Ronnie Ross running for State Senate District 27, stresses increased funding for teachers

Ronnie Ross is seeking the office of State Senate for District 27 with a focus on healthcare, schools, and the rural economy.

Name: Ronnie Ross

Party: Democrat

Town: Middleburg

Running for: State Senate District 27

Website:, Facebook, Twitter

Work: I teach high school English and coach high school soccer.

Education: I have a B.A. from Wittenberg University and an M.S.Ed. from the University of Pennsylvania.

Community Involvement: Besides teaching and coaching during the school year, I also offer summer school and tutoring. I have volunteered with Boys & Girls Club, the Middleburg Humane Foundation, and the Goose Creek Association, among other organizations. I am also an active member of Holy Trinity Church. Finally, I am a member of the NAACP, the Arbor Day Foundation, and Phi Beta Kappa, among others.

Questions and Answers

PL: What are the top three major issues facing the district you wish to represent? 

Ross: Our healthcare, our schools, and our rural economy.

PL: What concrete solutions do you propose to address these issues?

Ross: In terms of healthcare, we first must work to protect the advances that we have already made. Then, the next step is to work to bring down the costs of prescription drugs, similar to what Maryland has already done.

In terms of schools, we need to fully fund them, to pay our teachers appropriately, and to increase mental health services. All of them are currently at pre-recession levels.

Finally, in terms of our rural economy, we need to expand broadband to our rural houses. Then, we need to be sure that we are appropriately investing in agri-tourism and direct to consumer programs. We also need to provide funding for Ag BMP’s.

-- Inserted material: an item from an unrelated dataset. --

PR #285, opened 2021-07-09
Release analysis jobs

bradmwilliams:
This PR is to enable the changes that @deads2k is working towards for release analysis.  Currently, these changes will have no impact until a new "analysis" stanza is added to a release's release configuration.

An example entry looks like:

PL: From your perspective, what is the job description of the office you’re seeking?

Ross: The General Assembly represents the bridge between our federal government and our local governments. Whether it is health, education, and economic policy, state legislators have to work with all stakeholders, including and most importantly the people of the district, as the they forge solutions to our problems.

PL: What expertise will you bring to the office?

Ross: I grew up in Appalachia, and so I bring a practical, pragmatic, common sense approach to governing, one that is focused on results and not partisan gridlock. Moreover, I am a teacher, and we need more educators making our education policy.

PL: Do you feel that the average citizen is well-informed and understands the workings of local government?

Ross: The average citizen does the best they can to be informed given the stresses of day-to-day life. It is the representative’s job to make it easier for people to participate in the political process. While, yes, it is important to hold frequent town halls and office hours, newer technology allows for virtual town halls and even more access to our elected representatives.

PL: Have you ever made any mistakes in your public life? How have they affected you?

Ross: All of us have made mistakes in our lives. What is important is that we learn from them and continue to grow. This is exactly what I tell my students.

PL: Our readers want leaders in local government. Why should they vote for you?

Ross: Our politics have become mired in partisan gridlock. We need leaders and voices who present common sense, pragmatic solutions. Politics should not be about scoring points or “got ya’s.” People’s lives are at stake. I take that seriously and will bring that perspective with me. As the Constitution tells us, our democracy should be about “We the People.”